BEGIN GIVEN RECORDS

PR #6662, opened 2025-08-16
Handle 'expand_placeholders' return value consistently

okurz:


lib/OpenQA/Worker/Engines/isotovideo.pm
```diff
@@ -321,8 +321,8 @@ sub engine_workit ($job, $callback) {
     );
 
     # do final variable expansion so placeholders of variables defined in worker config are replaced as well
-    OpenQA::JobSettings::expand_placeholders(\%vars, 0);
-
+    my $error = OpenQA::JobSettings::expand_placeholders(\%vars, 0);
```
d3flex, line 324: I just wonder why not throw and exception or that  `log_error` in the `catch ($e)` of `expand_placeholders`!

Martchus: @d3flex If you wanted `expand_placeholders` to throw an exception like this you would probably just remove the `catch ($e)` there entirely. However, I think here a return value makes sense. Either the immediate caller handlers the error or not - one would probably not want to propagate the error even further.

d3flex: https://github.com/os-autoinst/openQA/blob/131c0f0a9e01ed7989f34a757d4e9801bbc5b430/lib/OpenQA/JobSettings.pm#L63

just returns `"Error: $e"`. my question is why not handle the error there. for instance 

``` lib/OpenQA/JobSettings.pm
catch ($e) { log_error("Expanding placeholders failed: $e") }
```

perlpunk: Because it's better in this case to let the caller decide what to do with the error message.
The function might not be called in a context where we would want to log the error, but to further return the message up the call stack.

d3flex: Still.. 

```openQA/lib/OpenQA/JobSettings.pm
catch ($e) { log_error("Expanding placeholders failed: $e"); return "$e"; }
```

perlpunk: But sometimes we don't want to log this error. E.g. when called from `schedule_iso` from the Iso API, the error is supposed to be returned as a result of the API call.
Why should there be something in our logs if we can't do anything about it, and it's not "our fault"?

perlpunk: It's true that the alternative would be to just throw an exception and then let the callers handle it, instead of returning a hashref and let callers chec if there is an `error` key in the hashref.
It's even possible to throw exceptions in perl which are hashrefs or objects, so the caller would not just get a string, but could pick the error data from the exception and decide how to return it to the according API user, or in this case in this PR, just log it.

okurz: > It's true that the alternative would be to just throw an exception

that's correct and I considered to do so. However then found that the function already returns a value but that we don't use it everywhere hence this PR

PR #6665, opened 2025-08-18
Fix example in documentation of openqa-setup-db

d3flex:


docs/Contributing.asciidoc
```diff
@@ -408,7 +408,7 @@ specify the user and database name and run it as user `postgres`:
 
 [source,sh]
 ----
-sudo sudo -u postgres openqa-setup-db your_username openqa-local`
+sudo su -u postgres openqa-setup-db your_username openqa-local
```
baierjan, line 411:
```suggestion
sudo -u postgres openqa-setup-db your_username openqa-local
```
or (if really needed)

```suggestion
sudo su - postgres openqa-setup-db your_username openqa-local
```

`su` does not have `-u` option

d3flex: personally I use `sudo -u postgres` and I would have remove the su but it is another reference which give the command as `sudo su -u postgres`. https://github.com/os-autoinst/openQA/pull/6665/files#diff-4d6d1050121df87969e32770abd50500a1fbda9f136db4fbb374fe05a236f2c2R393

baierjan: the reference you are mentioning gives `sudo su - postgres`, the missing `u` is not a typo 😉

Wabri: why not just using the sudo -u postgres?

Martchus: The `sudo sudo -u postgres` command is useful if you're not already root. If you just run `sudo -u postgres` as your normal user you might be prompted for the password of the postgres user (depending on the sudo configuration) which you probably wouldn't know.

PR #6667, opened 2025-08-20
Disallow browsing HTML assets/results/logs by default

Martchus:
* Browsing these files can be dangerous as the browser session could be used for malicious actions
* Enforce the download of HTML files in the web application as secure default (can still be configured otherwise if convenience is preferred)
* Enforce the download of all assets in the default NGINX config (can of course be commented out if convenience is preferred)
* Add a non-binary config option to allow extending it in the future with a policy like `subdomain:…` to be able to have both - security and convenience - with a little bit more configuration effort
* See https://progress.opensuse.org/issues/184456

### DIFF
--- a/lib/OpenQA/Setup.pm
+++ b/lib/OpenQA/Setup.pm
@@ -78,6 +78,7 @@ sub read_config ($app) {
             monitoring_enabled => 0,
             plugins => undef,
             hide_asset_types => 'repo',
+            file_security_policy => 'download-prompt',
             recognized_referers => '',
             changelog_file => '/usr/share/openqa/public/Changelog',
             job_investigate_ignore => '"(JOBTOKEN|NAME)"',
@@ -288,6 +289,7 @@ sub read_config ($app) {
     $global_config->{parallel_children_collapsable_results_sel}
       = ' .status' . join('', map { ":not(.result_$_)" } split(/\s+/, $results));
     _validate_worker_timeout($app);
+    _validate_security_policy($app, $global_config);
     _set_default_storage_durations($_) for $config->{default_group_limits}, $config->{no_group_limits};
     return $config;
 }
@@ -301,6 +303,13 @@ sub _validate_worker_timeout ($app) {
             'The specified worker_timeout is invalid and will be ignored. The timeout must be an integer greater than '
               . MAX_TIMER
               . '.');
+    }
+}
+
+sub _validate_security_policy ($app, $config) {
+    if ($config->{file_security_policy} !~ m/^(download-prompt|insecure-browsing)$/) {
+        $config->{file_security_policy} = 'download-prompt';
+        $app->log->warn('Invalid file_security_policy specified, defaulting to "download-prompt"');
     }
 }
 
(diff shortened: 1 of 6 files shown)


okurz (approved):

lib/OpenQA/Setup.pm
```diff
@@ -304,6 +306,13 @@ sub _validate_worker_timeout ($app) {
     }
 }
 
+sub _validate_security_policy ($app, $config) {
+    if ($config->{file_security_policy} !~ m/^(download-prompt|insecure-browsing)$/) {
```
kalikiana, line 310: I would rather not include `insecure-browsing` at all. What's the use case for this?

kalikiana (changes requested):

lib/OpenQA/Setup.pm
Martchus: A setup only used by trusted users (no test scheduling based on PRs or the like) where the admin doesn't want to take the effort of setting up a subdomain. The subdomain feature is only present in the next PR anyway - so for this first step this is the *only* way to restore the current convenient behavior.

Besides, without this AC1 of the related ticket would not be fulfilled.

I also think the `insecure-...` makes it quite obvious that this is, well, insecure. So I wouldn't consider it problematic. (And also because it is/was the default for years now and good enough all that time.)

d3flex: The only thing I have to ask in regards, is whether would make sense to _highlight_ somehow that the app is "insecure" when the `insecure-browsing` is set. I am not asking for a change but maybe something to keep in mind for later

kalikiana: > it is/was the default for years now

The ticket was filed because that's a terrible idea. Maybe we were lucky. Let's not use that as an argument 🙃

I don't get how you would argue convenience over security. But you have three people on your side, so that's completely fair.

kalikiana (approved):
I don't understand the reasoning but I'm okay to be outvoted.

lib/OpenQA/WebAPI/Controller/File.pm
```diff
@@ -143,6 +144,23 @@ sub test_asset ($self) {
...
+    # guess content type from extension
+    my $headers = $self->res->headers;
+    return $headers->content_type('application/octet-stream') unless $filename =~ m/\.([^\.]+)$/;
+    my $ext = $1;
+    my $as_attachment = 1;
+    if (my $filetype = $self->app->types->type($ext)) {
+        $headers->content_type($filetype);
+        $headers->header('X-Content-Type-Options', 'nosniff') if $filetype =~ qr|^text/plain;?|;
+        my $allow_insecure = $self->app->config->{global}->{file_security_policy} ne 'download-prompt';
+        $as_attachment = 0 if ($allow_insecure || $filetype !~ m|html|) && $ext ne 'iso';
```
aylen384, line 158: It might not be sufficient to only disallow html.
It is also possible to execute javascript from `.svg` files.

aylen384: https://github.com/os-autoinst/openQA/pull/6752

END GIVEN RECORDS

TASK GOAL ▸
Word for word, copy all of the listing above.

SOLUTION TO THIS TASK ▸
PR #6662, opened 2025-08-16
Handle 'expand_placeholders' return value consistently

okurz:


lib/OpenQA/Worker/Engines/isotovideo.pm
```diff
@@ -321,8 +321,8 @@ sub engine_workit ($job, $callback) {
     );
 
     # do final variable expansion so placeholders of variables defined in worker config are replaced as well
-    OpenQA::JobSettings::expand_placeholders(\%vars, 0);
-
+    my $error = OpenQA::JobSettings::expand_placeholders(\%vars, 0);
```
d3flex, line 324: I just wonder why not throw and exception or that  `log_error` in the `catch ($e)` of `expand_placeholders`!

Martchus: @d3flex If you wanted `expand_placeholders` to throw an exception like this you would probably just remove the `catch ($e)` there entirely. However, I think here a return value makes sense. Either the immediate caller handlers the error or not - one would probably not want to propagate the error even further.

d3flex: https://github.com/os-autoinst/openQA/blob/131c0f0a9e01ed7989f34a757d4e9801bbc5b430/lib/OpenQA/JobSettings.pm#L63

just returns `"Error: $e"`. my question is why not handle the error there. for instance 

``` lib/OpenQA/JobSettings.pm
catch ($e) { log_error("Expanding placeholders failed: $e") }
```

perlpunk: Because it's better in this case to let the caller decide what to do with the error message.
The function might not be called in a context where we would want to log the error, but to further return the message up the call stack.

d3flex: Still.. 

```openQA/lib/OpenQA/JobSettings.pm
catch ($e) { log_error("Expanding placeholders failed: $e"); return "$e"; }
```

perlpunk: But sometimes we don't want to log this error. E.g. when called from `schedule_iso` from the Iso API, the error is supposed to be returned as a result of the API call.
Why should there be something in our logs if we can't do anything about it, and it's not "our fault"?

perlpunk: It's true that the alternative would be to just throw an exception and then let the callers handle it, instead of returning a hashref and let callers chec if there is an `error` key in the hashref.
It's even possible to throw exceptions in perl which are hashrefs or objects, so the caller would not just get a string, but could pick the error data from the exception and decide how to return it to the according API user, or in this case in this PR, just log it.

okurz: > It's true that the alternative would be to just throw an exception

that's correct and I considered to do so. However then found that the function already returns a value but that we don't use it everywhere hence this PR

PR #6665, opened 2025-08-18
Fix example in documentation of openqa-setup-db

d3flex:


docs/Contributing.asciidoc
```diff
@@ -408,7 +408,7 @@ specify the user and database name and run it as user `postgres`:
 
 [source,sh]
 ----
-sudo sudo -u postgres openqa-setup-db your_username openqa-local`
+sudo su -u postgres openqa-setup-db your_username openqa-local
```
baierjan, line 411:
```suggestion
sudo -u postgres openqa-setup-db your_username openqa-local
```
or (if really needed)

```suggestion
sudo su - postgres openqa-setup-db your_username openqa-local
```

`su` does not have `-u` option

d3flex: personally I use `sudo -u postgres` and I would have remove the su but it is another reference which give the command as `sudo su -u postgres`. https://github.com/os-autoinst/openQA/pull/6665/files#diff-4d6d1050121df87969e32770abd50500a1fbda9f136db4fbb374fe05a236f2c2R393

baierjan: the reference you are mentioning gives `sudo su - postgres`, the missing `u` is not a typo 😉

Wabri: why not just using the sudo -u postgres?

Martchus: The `sudo sudo -u postgres` command is useful if you're not already root. If you just run `sudo -u postgres` as your normal user you might be prompted for the password of the postgres user (depending on the sudo configuration) which you probably wouldn't know.

PR #6667, opened 2025-08-20
Disallow browsing HTML assets/results/logs by default

Martchus:
* Browsing these files can be dangerous as the browser session could be used for malicious actions
* Enforce the download of HTML files in the web application as secure default (can still be configured otherwise if convenience is preferred)
* Enforce the download of all assets in the default NGINX config (can of course be commented out if convenience is preferred)
* Add a non-binary config option to allow extending it in the future with a policy like `subdomain:…` to be able to have both - security and convenience - with a little bit more configuration effort
* See https://progress.opensuse.org/issues/184456

### DIFF
--- a/lib/OpenQA/Setup.pm
+++ b/lib/OpenQA/Setup.pm
@@ -78,6 +78,7 @@ sub read_config ($app) {
             monitoring_enabled => 0,
             plugins => undef,
             hide_asset_types => 'repo',
+            file_security_policy => 'download-prompt',
             recognized_referers => '',
             changelog_file => '/usr/share/openqa/public/Changelog',
             job_investigate_ignore => '"(JOBTOKEN|NAME)"',
@@ -288,6 +289,7 @@ sub read_config ($app) {
     $global_config->{parallel_children_collapsable_results_sel}
       = ' .status' . join('', map { ":not(.result_$_)" } split(/\s+/, $results));
     _validate_worker_timeout($app);
+    _validate_security_policy($app, $global_config);
     _set_default_storage_durations($_) for $config->{default_group_limits}, $config->{no_group_limits};
     return $config;
 }
@@ -301,6 +303,13 @@ sub _validate_worker_timeout ($app) {
             'The specified worker_timeout is invalid and will be ignored. The timeout must be an integer greater than '
               . MAX_TIMER
               . '.');
+    }
+}
+
+sub _validate_security_policy ($app, $config) {
+    if ($config->{file_security_policy} !~ m/^(download-prompt|insecure-browsing)$/) {
+        $config->{file_security_policy} = 'download-prompt';
+        $app->log->warn('Invalid file_security_policy specified, defaulting to "download-prompt"');
     }
 }
 
(diff shortened: 1 of 6 files shown)


okurz (approved):

lib/OpenQA/Setup.pm
```diff
@@ -304,6 +306,13 @@ sub _validate_worker_timeout ($app) {
     }
 }
 
+sub _validate_security_policy ($app, $config) {
+    if ($config->{file_security_policy} !~ m/^(download-prompt|insecure-browsing)$/) {
```
kalikiana, line 310: I would rather not include `insecure-browsing` at all. What's the use case for this?

kalikiana (changes requested):

lib/OpenQA/Setup.pm
Martchus: A setup only used by trusted users (no test scheduling based on PRs or the like) where the admin doesn't want to take the effort of setting up a subdomain. The subdomain feature is only present in the next PR anyway - so for this first step this is the *only* way to restore the current convenient behavior.

Besides, without this AC1 of the related ticket would not be fulfilled.

I also think the `insecure-...` makes it quite obvious that this is, well, insecure. So I wouldn't consider it problematic. (And also because it is/was the default for years now and good enough all that time.)

d3flex: The only thing I have to ask in regards, is whether would make sense to _highlight_ somehow that the app is "insecure" when the `insecure-browsing` is set. I am not asking for a change but maybe something to keep in mind for later

kalikiana: > it is/was the default for years now

The ticket was filed because that's a terrible idea. Maybe we were lucky. Let's not use that as an argument 🙃

I don't get how you would argue convenience over security. But you have three people on your side, so that's completely fair.

kalikiana (approved):
I don't understand the reasoning but I'm okay to be outvoted.

lib/OpenQA/WebAPI/Controller/File.pm
```diff
@@ -143,6 +144,23 @@ sub test_asset ($self) {
...
+    # guess content type from extension
+    my $headers = $self->res->headers;
+    return $headers->content_type('application/octet-stream') unless $filename =~ m/\.([^\.]+)$/;
+    my $ext = $1;
+    my $as_attachment = 1;
+    if (my $filetype = $self->app->types->type($ext)) {
+        $headers->content_type($filetype);
+        $headers->header('X-Content-Type-Options', 'nosniff') if $filetype =~ qr|^text/plain;?|;
+        my $allow_insecure = $self->app->config->{global}->{file_security_policy} ne 'download-prompt';
+        $as_attachment = 0 if ($allow_insecure || $filetype !~ m|html|) && $ext ne 'iso';
```
aylen384, line 158: It might not be sufficient to only disallow html.
It is also possible to execute javascript from `.svg` files.

aylen384: https://github.com/os-autoinst/openQA/pull/6752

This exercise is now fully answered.